# Surviving heartwrenching breakups



## volcanosaremyonlyfriends (Aug 19, 2010)

I was engaged to this girl and we were going on two years. We lived together and everything was good. We would fight occasionally but not really all that much. A few weeks ago she stopped spending any time with me and eventually we had a talk where she talked about her urges for this other boy one she was hanging out with. I broke up with her because I didnt see her. After a day I tried getting her back to which she said no. I tried then to strike up a friendship the few days that I tried I waited up with out her showing.

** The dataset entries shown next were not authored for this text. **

PR #11182, opened 2020-10-13
Implement UX design logic fixes for resolving inconsistencies of the Python editor window

zeusongit:
### Purpose
To align the behavior of python script editor window as per [DYN-2803](https://jira.autodesk.com/browse/DYN-2803)
In this PR:
- Changing the drop-down engine won't trigger graph run irrespective of auto/manual mode.
- Revert button will revert to the last saved engine as well.
- Save and revert won't close the editor window.
- Only exit button (x) closes the window.

Tests updated. [#31](https://git.autodesk.com/Dynamo/DynamoUIAutomation/pull/31)

### Declarations

### Reviewers

@DynamoDS/dynamo

### DIFF
--- a/src/Libraries/PythonNodeModels/PythonNode.cs
+++ b/src/Libraries/PythonNodeModels/PythonNode.cs
@@ -60,6 +60,32 @@ namespace PythonNodeModels
                 }
             }
         }
+        [JsonConverter(typeof(StringEnumConverter))]
+        [JsonProperty(DefaultValueHandling = DefaultValueHandling.Populate)]
+        [DefaultValue(nameof(PythonEngineVersion.IronPython2))]
+        /// <summary>
+        /// Return the user selected python engine enum.
+        /// </summary>
+        public PythonEngineVersion CachedEngine
+        {
+            get
+            {
+                // This is a first-time case for newly created nodes only
+                if (engine == PythonEngineVersion.Unspecified)
+                {
+                    SetEngineByDefault();
+                }
+                return engine;
+            }
+            set
+            {
+                if (engine != value)
+                {
+                    engine = value;
+                    RaisePropertyChanged(nameof(CachedEngine));
+                }
+            }
+        }
 
         private static ObservableCollection<PythonEngineVersion> availableEngines;
         /// <summary>
@@ -173,7 +199,7 @@ namespace PythonNodeModels
                 PythonEngineVersion result;
                 if (Enum.TryParse<PythonEngineVersion>(value, out result))
                 {
-                    Engine = result;
+                    CachedEngine = result;
                     return true;
                 }
 
@@ -347,7 +373,7 @@ namespace PythonNodeModels
 
             if (engineNode != null)
             {
-                this.Engine = (PythonEngineVersion)Enum.Parse(typeof(PythonEngineVersion),engineNode.InnerText);
+                this.CachedEngine = (PythonEngineVersion)Enum.Parse(typeof(PythonEngineVersion),engineNode.InnerText);
             }
         }
 
--- a/src/Libraries/PythonNodeModels/PythonNode.cs
+++ b/src/Libraries/PythonNodeModels/PythonNode.cs
@@ -33,7 +33,7 @@ namespace PythonNodeModels
     public abstract class PythonNodeBase : VariableInputNode
     {
         private PythonEngineVersion engine = PythonEngineVersion.Unspecified;
-        private PythonEngineVersion cached_engine = PythonEngineVersion.Unspecified;
+        private PythonEngineVersion cachedEngine = PythonEngineVersion.Unspecified;
 
         [JsonConverter(typeof(StringEnumConverter))]
         [JsonProperty(DefaultValueHandling = DefaultValueHandling.Populate)]
@@ -68,13 +68,13 @@ namespace PythonNodeModels
         {
             get
             {
-                return cached_engine;
+                return cachedEngine;
             }
             set
             {
-                if (cached_engine != value)
+                if (cachedEngine != value)
                 {
-                    cached_engine = value;
+                    cachedEngine = value;
                     RaisePropertyChanged(nameof(CachedEngine));
                 }
             }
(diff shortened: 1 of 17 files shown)


src/Libraries/PythonNodeModels/PythonNode.cs
```diff
@@ -47,7 +48,7 @@ public PythonEngineVersion Engine
                 // This is a first-time case for newly created nodes only
                 if (engine == PythonEngineVersion.Unspecified)
                 {
-                    SetEngineByDefault();
+                    SetEngineByDefault(ref engine);
```
mjkkirschner, line 51: I'm very confused why you would use a `ref` parameter here.

src/Libraries/PythonNodeModels/PythonNode.cs
```diff
@@ -60,6 +61,24 @@ public PythonEngineVersion Engine
                 }
             }
         }
+        /// <summary>
+        /// Return the user selected python engine enum.
+        /// </summary>
+        public PythonEngineVersion CachedEngine
```
mjkkirschner, line 67: This does not seem like something which needs to be exposed as a public property... it instead seems like something that is an internal implementation detail.

src/Libraries/PythonNodeModels/PythonNode.cs
zeusongit: I am using the same function to update different instances of PythonEngineVersion, therefore passing by reference.

zeusongit: I am sorry, I just saw that I am no longer doing that, will update this

src/Libraries/PythonNodeModels/PythonNode.cs
zeusongit: making this internal makes the initial dropdown value to be blank, this is accessed directly by the dropdown

QilongTang: Yup. I believe direct binding on WPF assumes the property to be public..

src/Libraries/PythonNodeModels/PythonNode.cs
```diff
@@ -33,6 +33,7 @@ public PythonCodeMigrationEventArgs(string oldCode, string newCode)
     public abstract class PythonNodeBase : VariableInputNode
     {
         private PythonEngineVersion engine = PythonEngineVersion.Unspecified;
+        private PythonEngineVersion cached_engine = PythonEngineVersion.Unspecified;
```
QilongTang, line 36: I think the consensus around C# naming convention these days is do not user underscore at all, would you try `cachedEngine`?

QilongTang (approved):
LGTM with one comment

src/Libraries/PythonNodeModelsWpf/ScriptEditorWindow.xaml.cs
```diff
@@ -200,14 +204,6 @@ private void OnMoreInfoClicked(object sender, RoutedEventArgs e)
 
         private void OnEngineChanged(object sender, System.Windows.Controls.SelectionChangedEventArgs e)
         {
-            //removedItems will be empty during the first binding
-            //as the window is constructed, we don't want to execute the node just
-            //as a consequence of opening the editor.
-            if (e.RemovedItems.Count > 0)
-            {
-                UpdateScript(editText.Text);
-            }
```
QilongTang, line 209: Neat, no more auto execution or debt

src/Libraries/PythonNodeModels/PythonNode.cs
mjkkirschner: I understand that, but why are we binding to this at all? Why not continue binding to the previous engine property. It's Adding public properties to a NodeModel type (its API) is not something that should be done without a good reason.

aparajit-pratap:
@zeusongit I see that UX design states that nothing should run the graph other than the Run button and remember you had a question during standup about whether the Save/Revert buttons should run the graph. So, I would like to make sure that that is the case - we are not running the graph during Save or Revert, correct?

zeusongit:
> @zeusongit I see that UX design states that nothing should run the graph other than the Run button and remember you had a question during standup about whether the Save/Revert buttons should run the graph. So, I would like to make sure that that is the case - we are not running the graph during Save or Revert, correct?

Currently Save/Revert will run the graph in Automatic mode and won't run in Manual mode, same as it was before. This was my confusion initially and after discussion with aaron and in standups it was decided to stick with the ACs only, as the AC was the subset of what Jingyi proposed initially. 
@Amoursol any thoughts on this?

Amoursol:
> > @zeusongit I see that UX design states that nothing should run the graph other than the Run button and remember you had a question during standup about whether the Save/Revert buttons should run the graph. So, I would like to make sure that that is the case - we are not running the graph during Save or Revert, correct?
> 
> Currently Save/Revert will run the graph in Automatic mode and won't run in Manual mode, same as it was before. This was my confusion initially and after discussion with aaron and in standups it was decided to stick with the ACs only, as the AC was the subset of what Jingyi proposed initially.
> @Amoursol any thoughts on this?

Subset AC's as agreed at standup are totally cool @zeusongit :)

src/Libraries/PythonNodeModels/PythonNode.cs
mjkkirschner: It sounds to me, like you don't want to use a binding on the NodeModel - this is purely a `View` level property correct? I think you should bind to the view or viewModel for this property, and add this property there.

It feels strange to me to put a public property on the pythonNode which has NO impact on execution, only on view, meaning if the view was not present this property is useless, and also confusing.

QilongTang:
OK, seems we are all on board. We can try to confirm with users but I do know Revit users would not put Dynamo into automatic mode often, plus automatic mode literally means any changes to the current workspace should trigger a run so in this case I feel it is still legit/consistent in the current state after this PR. Maybe worth bring up to the forum though but since the ACs are fulfilled, I encourage us to do this in agile way :)

src/Libraries/PythonNodeModelsWpf/ScriptEditorWindow.xaml.cs
```diff
@@ -46,6 +47,7 @@ public partial class ScriptEditorWindow : ModelessChildWindow
             nodeModel.CodeMigrated += OnNodeModelCodeMigrated;
 
             InitializeComponent();
+            this.DataContext = this;
```
zeusongit, line 50: DataContext was null before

I find out that after only a few days shes with that boy and they have already had sex in less than a week of us being over. This boy I had confronted her about her feelings she promised me she would never be with him because he did way to many drugs and she wanted a good environment for kids...she also told me she would wait at least a month before seeing other dudes. Now she keeps telling me she loves me despite all of this saying shes not in love with him despite them being together. I cant take this a week ago we were holding each other and fine now shes with some no future juggalo kid. Any advice for getting over this I lived with the girl so im getting my stuff back. I just cant deal with the difference this early on and I cant understand how shes with this boy. Any advice?


----------



## chip (Aug 19, 2010)

Just remember: if she's with a juggalo, she probably wasn't the one for you. Eww.


----------



## anyways (Aug 19, 2010)

chip said:


> Just remember: if she's with a juggalo, she probably wasn't the one for you. Eww.


 
There ya go.

All I can say for you, dude... is if she's gonna fuck you around like that she isn't worth the time and heartache. It's hard when you're with someone for that long and you think things are good and then suddenly things are fucked...but this isn't the end of your love life. Just this relationship...which sounds like maybe it was for the best things ended? 

Either way, love yourself and stay strong. This too shall pass.


----------



## volcanosaremyonlyfriends (Aug 19, 2010)

I guess for the most part im focusing on what she did and trying to accept it as happened. Now that ive got to the point shes fucked the kid I really cant say I would ever be with the girl again. It still sucks though.


----------



## Avon Drunquist (Aug 19, 2010)

Break a two-by-four on both of them and instigate a STEEL CAGE MATCH!!!!!


----------



## Monkeywrench (Aug 19, 2010)

It's a scientific fact that once women come into contact with Juggalos, they are permanently contaminated. The juggalo virus is malignant and unforgiving once it enters the vagina, dude. I'd cut off all contact and talk shit about her on Facebook. It won't kill the infection completely, but it will help with symptoms.


----------



## volcanosaremyonlyfriends (Aug 19, 2010)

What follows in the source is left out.